I'm liking it more now then when I first started it up. I honestly never thought that the weather conditions, wood condition, or so many other factors come into play.

I was always basing my fire conditions off of what I've seen my dad do with his wood furnace. But I  learned real quick a boiler is not a wood furnace. My dad always made it look so easy to build and sustain a fire. Of course he's been with the same stove for over 30 years now. So I guess it will get better with time.


----------



## hondaracer2oo4

Any reason your running your garage so warm when no one is out there? I would run it at 40 or 45 when no one out there and bump it up when you are out there. Your hx size will not change your btus that your space needs. Smaller hx=less btus per min of run time, bigger hx=more btus per min of run time. Your space needs the same btus to reach a certain temp regardless of hx size.

The boiler and furnace are different animals.


----------



## GENECOP

Our garage has radiant so we keep the shop at 60 all winter, radiant is not good for heat swings. If you have hydronic forced hot air, yea lower it , put less demand on the system, bump it up 15 minutes before you go out there.


----------



## warno

I was running the garage so warm because that's my only heat load on the boiler.  it was the only way I could make the boiler do work in this warmer weather. I'll be turning it down when the weather stays cold.  Other wise the boiler would idle for hours on end. I know I'm burning more wood this way but it's better then just make creosote like crazy.


Another successful night last night. Only down fall is I burnt up my flash light. I had a little LED magnetic light I would stick on the inside edge of the door while loading at night. I shut the door last night and went in the house. I came out this morning to a very sad looking melted clump. But other then toasting my light I had a good pile of coals to get the new load of wood going again.

I did my weekly HX clean out this morning and I got this much black crumbly stuff. Is this alot for a weeks burning? Tape measure for size reference.
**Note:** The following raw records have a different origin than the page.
PR #1388, opened 2023-11-21
fix: replace hard coded MINIMUM_AMOUNT with blocktank.options.minChannelSizeSat

limpbrains:
fix: replace hard coded MINIMUM_AMOUNT with blocktank.options.minChannelSizeSat

### Description

We should use blocktank.options.minChannelSizeSat instead of hard coded MINIMUM_AMOUNT

### Linked Issues/Tasks

#1323

### Type of change

Bug fix

### Tests

No test

### DIFF
--- a/ios/Podfile.lock
+++ b/ios/Podfile.lock
@@ -392,7 +392,7 @@ PODS:
     - React-Core
   - react-native-keep-awake (1.2.2):
     - React-Core
-  - react-native-ldk (0.0.122):
+  - react-native-ldk (0.0.123):
     - React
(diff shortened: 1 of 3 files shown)


pwltr:
The `minChannelSizeSat` is not what you want for this use case, probably need an additional field at the BT `/info` endpoint that gives a reasonable value including onchain fees.

cc @SeverinAlexB

SeverinAlexB:
In theory, the minimum amount is equal to the channel purchase fee. Will verify though if I get time.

And just because I didn't post a pic of my tools during building. I have a ash rake I built from stainless steel pipe and a piece of scrap. And my HX brush I got from a local pizza place, they used it to clean their ovens. It's got an aluminum scrapper on one side and a brass brush on the other side.


----------



## GENECOP

Hard to tell, have you cleaned or inspected the chimney yet? Is the black stuff shinny..also, my entire system runs pretty clean, three times per season I brush the chimney...Twice a week a I throw in a couple of scoops of the Rutland Creosote, Chimney cleaner...It's cheap enough on Amazon , after three full winters burning, the HX and chimney sweep clean, and look great...


----------



## warno

There is the same crumbly stuff in the chimney but I haven't cleaned that out yet. It's not too terrible in the chimney though. All of that in the picture is from the heat exchanger.


----------



## warno

Tonight I went out to load the night run in and  I went in the garage to adjust my thermostat and noticed my pump is started to make some noise.  It started out as a kind of whine but then went into what sounds almost like it's pulling air through but I can't see any air in the line when I shine a light through the pex lines. The coils don't sound like there's any cavitation going on.  I turned the speed up to speed 2 and it quit making the noise. Any thoughts what it could be? Should I be worried?


----------



## warno

I came home from work today to see that some water had ran out of my boiler vent at some point today. I'm not sure why all the sudden I would have water coming out. It hasn't had any water come out the vent since I started burning. Is there any reason that I'm getting water from the vent line all the sudden?


----------



## lotawood

I can't remember, do you have an open system?

Is the water out the boiler vent like a OWB that has open to atmosphere fill tube?

Might be your boiler boiled over.  Got too hot for an open system.


----------



## warno

Mine is an open system yes. I have a stand pipe for my vent line very similar to a garn vent line. Here you can see the pics of my vent system.
https://www.hearth.com/talk/threads/im-building-a-homemade-boiler.145689/page-2#post-1964868

The stand pipe goes up inside the top access to the boiler then it's open to drop down and run out.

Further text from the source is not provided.